▶ Material provided:
+ + + + + + +

PR #4091, opened 2019-03-19
"Show in tree" did not work if last element in tree page is folder

BlackbitNeueMedien:
When you click on "Show in tree" on a data object there is a bug in the current version when the last element of the data object tree page is a folder. In this case in https://github.com/pimcore/pimcore/blob/edd0f3e8457f0a230bf37819668716b01f9edcab/bundles/AdminBundle/Resources/public/js/pimcore/treenodelocator.js#L502-L508 it is only checked if last element is a folder - if it is, the tree gets paged forwards without checking if the folder name is alphabetically after the object being searched for.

+ + + + + + +

▶ Exercise directions: Retype the data exactly as it reads.

▶ Task response:
PR #4091, opened 2019-03-19
"Show in tree" did not work if last element in tree page is folder

BlackbitNeueMedien:
When you click on "Show in tree" on a data object there is a bug in the current version when the last element of the data object tree page is a folder. In this case in https://github.com/pimcore/pimcore/blob/edd0f3e8457f0a230bf37819668716b01f9edcab/bundles/AdminBundle/Resources/public/js/pimcore/treenodelocator.js#L502-L508 it is only checked if last element is a folder - if it is, the tree gets paged forwards without checking if the folder name is alphabetically after the object being searched for.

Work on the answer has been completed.